Among these alteration processes, the effects of phase separation and evaporative fractionation on petroleums have been tested by modeling using the PVT-based kinetic scheme mentioned before in synthetic cases of several stacked reservoirs. The modeled results were compared to the compositions of the oil and gas phases in accumulations where these processes were interpreted to have occurred based on PVT and geochemical parameters. Overall, the numerical experiments performed have shown that evaporative fractionation can be adequately reproduced in the scale of petroleum systems modeling, giving fluid compositions compatible with those of natural accumulations. Thus, a perspective is opened for the use of petroleum systems compositional modeling to assess its effects of evaporative fractionation on fluid composition in exploration prospects. Nonetheless, it must be mentioned that during the supply dynamics of increasingly evolved petroleum charges to several stacked traps, petroleum vertical migration, accumulation, mixing and phase separation are highly complex and intertwined processes.

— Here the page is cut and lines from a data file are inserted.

PR #6847, opened 2025-10-22
deps.sh: Arch Linux support

ripatel-fd:
So Eric can use Firedancer too

### DIFF
--- a/deps.sh
+++ b/deps.sh
@@ -284,11 +284,47 @@ check_macos_pkgs () {
   PACKAGE_INSTALL_CMD=( brew install ${MISSING_FORMULAE[*]} )
 }
 
+check_arch_pkgs () {
+  local REQUIRED_PKGS=(
+    base-devel        # C/C++ compiler, make, etc.
+    curl              # download rustup
+    zstd              # build system
+    cmake             # Agave (protobuf-src)
+    clang             # Agave (bindgen)
+    perl              # Agave (OpenSSL)
+    protobuf          # Agave, solfuzz
+    systemd-libs      # Agave
+  )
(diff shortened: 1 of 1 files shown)


deps.sh
```diff
@@ -284,11 +284,49 @@ check_macos_pkgs () {
   PACKAGE_INSTALL_CMD=( brew install ${MISSING_FORMULAE[*]} )
 }
 
+check_arch_pkgs () {
+  local REQUIRED_PKGS=(
+    base-devel        # C/C++ compiler, make, etc.
+    curl              # download rustup
+    pkgconf           # build system
```
esemeniuc: this is part of base-devel, can see https://archlinux.org/packages/core/any/base-devel/

deps.sh
```diff
@@ -284,11 +284,49 @@ check_macos_pkgs () {
...
+    zstd              # build system
+    gzip              # build system
```
esemeniuc: ditto

deps.sh
```diff
@@ -284,11 +284,49 @@ check_macos_pkgs () {
...
+    cmake             # Agave (protobuf-src)
+    clang             # Agave (bindgen)
+    perl              # Agave (OpenSSL)
+    protobuf          # Agave, solfuzz
+    systemd-libs      # Agave
+  )
+  if [[ $DEVMODE == 1 ]]; then
+    REQUIRED_PKGS+=( autoconf automake bison flex gettext gmp lcov )
```
esemeniuc:
```suggestion
    REQUIRED_PKGS+=( gmp lcov )
```
base-devel includes first few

Besides developing continuous research on related topics, the credibility and robustness of results provided by petroleum systems modeling strongly depends on systematically improving existing basin models. A concept of “living” petroleum systems models is part of current practice in Petrobras nowadays. Basinwide or local models are constantly updated and calibrated as new wells are drilled and geologic data become available. So, structural and facies maps, heat flow histories, pressure field and fluid flow, data on petrophysical and geochemical properties are constantly updated in models, rendering them ever more reliable and their predictions increasingly better for the geological contexts being explored by the company.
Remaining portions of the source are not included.